◆ DATA SEGMENT ◆
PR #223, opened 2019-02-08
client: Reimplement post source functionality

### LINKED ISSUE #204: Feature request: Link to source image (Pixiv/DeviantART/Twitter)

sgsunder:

◆ WORK REQUEST ◆
The lines to quote run from the one containing "client: Reimplement post source functionality" through the final line of the material above; please give them exactly, both ends included, and nothing else.

◆ ANSWER BOX ◆
client: Reimplement post source functionality

### LINKED ISSUE #204: Feature request: Link to source image (Pixiv/DeviantART/Twitter)

sgsunder:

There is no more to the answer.